In placing migrant suffering and the precariousness of migrants’ experiences centre stage, the emotional currency of such news stories contrasts significantly with the morally outraged, ‘keep them out’ themes of much regular migration reporting. Whereas a focus on statistics is often criticised as dehumanising by scholars analysing domestic migration news, in humanitarian crisis narratives statistics on rising death tolls invested with the pathos of victimhood can function very differently. Some reports even articulate a moral discourse of shame, potentially encouraging reflection upon how such human tragedies could be allowed to occur, recriminations surrounding existing immigration policy or measures required to prevent repeat occurrences in the future.
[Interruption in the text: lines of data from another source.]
Issue #1245, opened 2023-05-26
[Feature] support the full compaction for manifest file


wg1026688210:
## Search before asking

- [X] I searched in the [issues](https://github.com/apache/incubator-paimon/issues) and found nothing similar.

## Motivation

Due to the current limitation of manifest only supporting partial merging,  Delete type  ManifestEntrys cannot be applied to the ADD type  ManifestEntrys, resulting in the problem of data inflation in the ManifestEntry . 

This issue will  discuss the introduction of fullCompaction mechanism for  manifest to solve this problem.

## Solution

We divide the Manifest File into two layers: Base and Delta .
### The logic of Dividing layers
![image](https://github.com/apache/incubator-paimon/assets/14267759/d15c8f7c-c99e-4a35-b41d-ad21f75af897)

Assuming the target size for merging is 8MB.Firstly, we sequentially traverse the Manifest file List. When we find the first Manifest that contains a Delete Entry or has a file size smaller than the target size, this Manifest and all the following Manifests belong to the Delta layer, while the Manifests before this one belong to the Base layer.

![image](https://github.com/apache/incubator-paimon/assets/14267759/2dc67c2f-3d4e-437b-9abf-bc7df96d436e)

In this picture, we will see that :

- Base  (indicated by the orange box in the figure):  Include the Manifest file (hereinafter  `target ADD` ) only contains ADD type ManifestEntry, and the size of file is larger than the target size  , which don't need to be merged if there is no DELETE Entry to apply .

- Delta (indicated by the red box in the figure):  Include the Manifest file only contains ADD type ManifestEntry which file size is smaller than the target size or the file contain DELETE  type  ManifestEntry ,also possibly include the the `target ADD`.

### Apply  DELETE  To The Base Lay

![image](https://github.com/apache/incubator-paimon/assets/14267759/8b1ff349-6ac1-4eb9-b1be-c94de49b62cf)

Firstly, we merge the Delta layer to reduce the file size of the Delta layer. The remaining DELETE Entries after merging are the effective DELETE. Then, we calculate which partitions are affected by the DELETE. Next, we traverse the Base layer and find the first Manifest file that contains the affected partition. All the following Manifest files are split into a new layer called Base', which needs to be merged with the Delta layer to eliminate all DELETE files. The Base files other than the file of Base' will not participate in this FullCompaction process.

![image](https://github.com/apache/incubator-paimon/assets/14267759/9b5a8291-4ff1-4e84-8803-f47f3843b891)

[...]

PR #1268, opened 2023-05-31
[core] Skip more unwanted merges for Manifest full compaction

JingsongLi:
### Purpose

We can check the deleteEntries to skip base file which has not deletion.

This is useful for non-partition tables.

This is related to #1245

### DIFF
--- a/paimon-core/src/main/java/org/apache/paimon/manifest/ManifestFileMeta.java
+++ b/paimon-core/src/main/java/org/apache/paimon/manifest/ManifestFileMeta.java
@@ -19,6 +19,7 @@
 package org.apache.paimon.manifest;
 
 import org.apache.paimon.data.BinaryRow;
+import org.apache.paimon.manifest.ManifestEntry.Identifier;
 import org.apache.paimon.predicate.Predicate;
 import org.apache.paimon.predicate.PredicateBuilder;
 import org.apache.paimon.stats.BinaryTableStats;
@@ -44,7 +45,8 @@ import java.util.stream.Collectors;
 
 /** Metadata of a manifest file. */
 public class ManifestFileMeta {
-    private static final Logger LOGGER = LoggerFactory.getLogger(ManifestFileMeta.class);
+
+    private static final Logger LOG = LoggerFactory.getLogger(ManifestFileMeta.class);
 
     private final String fileName;
     private final long fileSize;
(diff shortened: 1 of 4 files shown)


paimon-core/src/main/java/org/apache/paimon/manifest/ManifestFileMeta.java
```diff
@@ -280,31 +299,65 @@ public static List<ManifestFileMeta> tryFullCompaction(
...
-                // There is no DELETE Entry in Delta,Base don't need compaction
+                // There is no DELETE Entry in Delta, Base don't need compaction
                 j = base.size();
                 result.addAll(base);
             }
         }
 
-        Map<ManifestEntry.Identifier, ManifestEntry> fullMerged = new LinkedHashMap<>();
+        // 2.2. try to skip base files by reading entries
+
```
wg1026688210, line 309: Do we need to add a condition if (partitionType.getFieldCount() ==0)

paimon-core/src/main/java/org/apache/paimon/manifest/ManifestFileMeta.java
```diff
@@ -137,53 +139,68 @@ public String toString() {
...
+                // reach suggested file size, perform merging and produce new file
+                mergeCandidates(candidates, manifestFile, result, newMetas);
+                candidates.clear();
+                totalSize = 0;
+            }
+        }
+
+        // merge the last bit of manifests if there are too many
+        if (candidates.size() >= suggestedMinMetaCount) {
+            mergeCandidates(candidates, manifestFile, result, newMetas);
```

Yet although vivid images of migrant death and mourning and dramatic accounts of troubled rescue operations appear to amplify and make these distant events feel more ‘real’, does it actually follow that the news audience is moved to empathise or feelings of human camaraderie? Is sharing a common humanity with victims necessarily signified or encouraged by such coverage? As Lilie Chouliaraki’s research in this area shows us, the relationship between the spectatorship of suffering and solidarity with distant others is no straightforward equation. There are no guarantees that the reporting of such tragedies will shatter anti-migrant prejudices or translate into increased sympathies, cosmopolitan understandings or feelings of hospitality. Although an engagement with migrant vulnerability may displace hostility in news coverage, this does not necessarily signal a counter- or more progressive discourse on migration.
However, what the range of migration coverage in recent months does demonstrate is that alternative meanings for migration in UK news remain a possibility, and this is important. If Migeurope is correct in asserting that ‘Rather than saving lives, the aim [of European policy] is to keep the future “tragedies of migration” far from the eyes and ears of the European public’, then journalism clearly has an central ‘fourth estate’ role to play in exposing those aims, in (arguably) disrupting further justificatory discourses surrounding the militarisation of national borders, and in critiquing the ‘migration problem’ policy paradigm of wealthy nation states.
The complexities of global migration including the politics of border security are of course no easy matters for journalism to relate, and continue to be key topics that sociologists, media, political, cultural and legal scholars, artists and creative practitioners seek to illuminate through their research.
How such issues as the heterogeneity of migrant experiences are mediated and understood in different social contexts, how migrant voices are heard through campaigning initiatives, creative practices and transcultural media, and how exactly journalism deals with current migration policy issues will be just some of the themes explored by academics and creative practitioners on April 17th at The Meaning of Migration: a one-day conference organised by the Jomec Journal at Cardiff School of Journalism, Media and Cultural Studies.